4. Bug (William Friedkin, 2006)
Friedkin made it clear he was out for cinematic blood throughout the 1970s with his absolutely stellar output within said decade. From The French Connection to The Exorcist to Sorcerer, Friedkin marked the landing of a huge new name in mainstream Hollywood for thrills and scares, before going on to a steady career full of pretty overlooked films, such as Killer Joe and The Hunted (two terrific thrillers – Killer Joe especially plays out like a deliriously hellish play, it’s wonderful… and bloodthirsty!).
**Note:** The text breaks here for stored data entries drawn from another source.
PR #175, opened 2017-12-04
Updates

imp:
Pull up dependencies and some assorted clippy warning cleanups

### DIFF
--- a/src/future/client.rs
+++ b/src/future/client.rs
@@ -90,17 +90,18 @@ enum Reactor {
 
 impl fmt::Debug for Reactor {
     fn fmt(&self, f: &mut fmt::Formatter) -> Result<(), fmt::Error> {
-        const HANDLE: &'static &str = &"Reactor::Handle";
-        const HANDLE_INNER: &'static &str = &"Handle { .. }";
-        const REMOTE: &'static &str = &"Reactor::Remote";
-        const REMOTE_INNER: &'static &str = &"Remote { .. }";
+        const HANDLE: &str = "Reactor::Handle";
+        const HANDLE_INNER: &str = "Handle { .. }";
+        const REMOTE: &str = "Reactor::Remote";
+        const REMOTE_INNER: &str = "Remote { .. }";
 
         match *self {
-            Reactor::Handle(_) => f.debug_tuple(HANDLE).field(HANDLE_INNER).finish(),
-            Reactor::Remote(_) => f.debug_tuple(REMOTE).field(REMOTE_INNER).finish(),
+            Reactor::Handle(_) => f.debug_tuple(HANDLE).field(&HANDLE_INNER).finish(),
+            Reactor::Remote(_) => f.debug_tuple(REMOTE).field(&REMOTE_INNER).finish(),
         }
     }
 }
+
 #[doc(hidden)]
 pub struct Client<Req, Resp, E>
 where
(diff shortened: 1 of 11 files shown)


src/future/client.rs
```diff
@@ -90,10 +90,10 @@ enum Reactor {
 
 impl fmt::Debug for Reactor {
     fn fmt(&self, f: &mut fmt::Formatter) -> Result<(), fmt::Error> {
-        const HANDLE: &'static &'static str = &"Reactor::Handle";
-        const HANDLE_INNER: &'static &'static str = &"Handle { .. }";
-        const REMOTE: &'static &'static str = &"Reactor::Remote";
-        const REMOTE_INNER: &'static &'static str = &"Remote { .. }";
+        const HANDLE: &'static &str = &"Reactor::Handle";
```
tikue: Can this outer 'static also be elided? Likewise below.

imp: Right. Not sure why I left it... Pushed another commit that fixes it.
However, why not derive `Debug` instead of implementing it manually?

tikue: Not all of the fields of Reactor had impl'd `Debug` when this was written. If that's no longer the case, then this should absolutely be deriving `Debug`. Feel free to submit another PR with that change. In the meantime, I'll merge this in!

src/future/server/mod.rs
```diff
@@ -127,7 +127,7 @@ impl fmt::Debug for Acceptor {
     fn fmt(&self, fmt: &mut fmt::Formatter) -> fmt::Result {
         use self::Acceptor::*;
         #[cfg(feature = "tls")]
-        const TLS: &'static &'static str = &"TlsAcceptor { .. }";
+        const TLS: &'static &str = &"TlsAcceptor { .. }";
```
tikue: A few more `'static`s

src/future/server/mod.rs
```diff
@@ -223,9 +223,9 @@ impl Options {
 impl fmt::Debug for Options {
     fn fmt(&self, fmt: &mut fmt::Formatter) -> fmt::Result {
         #[cfg(feature = "tls")]
-        const SOME: &'static &'static str = &"Some(_)";
+        const SOME: &'static &str = &"Some(_)";
```
tikue: A few more `'static`s

src/future/server/mod.rs
```diff
@@ -223,9 +223,9 @@ impl Options {
...
         #[cfg(feature = "tls")]
-        const NONE: &'static &'static str = &"None";
+        const NONE: &'static &str = &"None";
```
tikue: A few more `'static`s

src/future/server/mod.rs
```diff
@@ -352,7 +352,7 @@ where
     St: fmt::Debug,
 {
     fn fmt(&self, f: &mut fmt::Formatter) -> Result<(), fmt::Error> {
-        const HANDLE: &'static &'static str = &"Handle { .. }";
+        const HANDLE: &'static &str = &"Handle { .. }";
```
tikue: A few more `'static`s

src/future/client.rs
imp: Cool, thanks!

src/future/server/mod.rs
imp: Well, a few less `'static`s now :)

tikue:
Thanks @imp !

Bug is another fibre in the string of those late career gems from Friedkin, one that slipped under the radar but managed to gather a cult following together as the word of mouth spread regarding how extreme and weird Bug is. Starring the always excellent Michael Shannon and Ashley Judd, the film starts off sad and by the end is genuinely disturbing. Not so much a fun and quirky horror as one that actually gets deeply under your skin and is more than happy to remain there for some time. A wonderful psychological freakout of a film, Bug is one of the standouts of recent gross-out horror, and my God does it give the sub genre a good name again. It’s a shame that it never quite landed an audience, but maybe that time can still come!
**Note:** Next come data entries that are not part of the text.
PR #180, opened 2018-03-26
Update deps

tikue:


examples/concurrency.rs
```diff
@@ -147,7 +147,7 @@ fn run_once(
 }
 
 fn main() {
-    let _ = env_logger::init();
+    env_logger::init();
```
shaladdle: Why init here and try_init above?

tikue: init() will panic if called more than once, whereas `try_init()` returns a result.. In unit tests, each `#[test]` needs to init the logger, because we don't want to rely on an order of test execution. Therefore, tests need to use `try_init`, but examples/ files all have a single main method, so it's safe to call `init()`.

PR #208, opened 2018-12-09
Update regex to match diffs output by cargo fmt.

martica:
It appears the header of the diffs output by cargo fmt have changed. It now says "Diff in /blah/blah/blah.rs at line 99:" Matching on lines starting with + or - should be more future-proof against changes to the surroundings.


tikue:
Thanks!

martica:
Cheers. Thanks for having an easy to find hook configuration to borrow. :)

PR #216, opened 2019-03-28
Port to futures-preview 0.3.0-alpha.14

vorot93:


tikue:
Sweet, thanks for spearheading this! What are the major changes? Looks like Sink is now generic over the item rather than it being an associated type.

vorot93:
@tikue futures-preview now has its own sink compat shims. I had to resort to extremely fragile transmute to expose a private method though. Also `CloneSpawn` is broken and has been replaced by a mutex in `SEED_SPAWN`.

On a side note, do we really need `tarpc::init()`? Is it not better to use the executor upon which tarpc client/server future is spawned?

tikue:
Regarding `tarpc::init()`, I'd prefer to track that in a dedicated bug, but briefly, I'm not opposed to having a config option in `client::Config` and `server::Config` to set the executor, but I think it's nice to have a default specified by `init()`.

> Is it not better to use the executor upon which tarpc client/server future is spawned?

I'm pretty sure this is possible! `init()` just takes something `Spawn + Clone`, e.g. `DefaultExecutor::current().compat()`. Nothing stops the user from using this same executor elsewhere. In fact doesn't `tokio::run()` use the current executor too?

Nemo157:
@vorot93 I can't remember how I ended up looking at this PR, but if you want to open an issue about the missing method on `Compat01As03Sink` I'm sure it could get added easily (by the looks of it you just need `fn as_ref(&self) -> &S`?)

tikue:
@Nemo157 that's a great suggestion! @vorot93 do you want to make that PR?

vorot93:
@Nemo157 @tikue rust-lang-nursery/futures-rs#1524

vorot93:
@tikue transmute is no longer there

rpc/src/lib.rs
```diff
@@ -149,9 +155,9 @@ impl<T> Request<T> {
 pub(crate) type PollIo<T> = Poll<Option<io::Result<T>>>;
 
 static INIT: Once = Once::new();
-static mut SEED_SPAWN: Option<Box<dyn CloneSpawn>> = None;
+static mut SEED_SPAWN: Option<Arc<Mutex<dyn Spawn>>> = None;
```
tikue: This is the only thing I want to look into further before merging. I will do my best to investigate tonight!

rpc/src/transport/mod.rs
```diff
@@ -23,7 +24,7 @@ pub mod channel;
 pub trait Transport
 where
     Self: Stream<Item = io::Result<<Self as Transport>::Item>>,
-    Self: Sink<SinkItem = <Self as Transport>::SinkItem, SinkError = io::Error>,
+    Self: Sink<<Self as Transport>::SinkItem, SinkError = io::Error>,
```
tikue: Unrelated thought: now that Sink is generic over SinkItem, it probably makes sense to make Transport generic over it as well!

I'd accept a separate PR making that change.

5. Dark Water (Hideo Nakata, 2002)
Taking things away from America and heading back to Asian horror, Hideo Nakata’s Dark Water is a great example of the mixing of melodrama and horror. Using divorce and struggles with both class and mental health (making this movie slightly ahead of its time in a few ways), Dark Water marks a shift in the horror genre as a whole just before that change actually occurred, a shift that saw horror shift from franchise building slashing serial killers (via Scream, I Know What You Did Last Summer, etc.) to darker, more psychological and more melodramatic horror that instead saw the fear emanate from things that we can all relate to.
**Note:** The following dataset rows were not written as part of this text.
PR #230, opened 2019-05-10
Update to futures-preview 0.3.0-alpha.16

vorot93:
This includes a switch to new `await` syntax. Warrants a version bump as well.


tikue:
Thanks so much! Do you know if the `generators` feature is still needed?

tarpc/examples/server_calling_server.rs
```diff
@@ -59,7 +58,7 @@ impl DoubleService for DoubleServer {
 
     fn double(self, _: context::Context, x: i32) -> Self::DoubleFut {
         async fn double(mut client: add::Client, x: i32) -> Result<i32, String> {
-            let result = await!(client.add(context::current(), x, x));
+            let result = client.add(context::current(), x, x).await;
```
tikue: No reason for a temp variable anymore; mind inlining this line with the next? It's a good example of await chaining.

vorot93: Good catch!

vorot93:
`generators` feature is not necessary any more. Removed it.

Making the choice to manifest these abstract fears within ghosts also proved perfect, lifting the idea from Kiyoshi Kurosawa’s Pulse which came out two years prior and editing it to fit with the more direct ideas surrounding class. Nakata’s film is a wonderfully simplistic breath of fresh air for modern horror, and definitely a film that has quite the lasting impact on the horror genre (compare this to the hugely popular franchises started by James Wan and all becomes clear).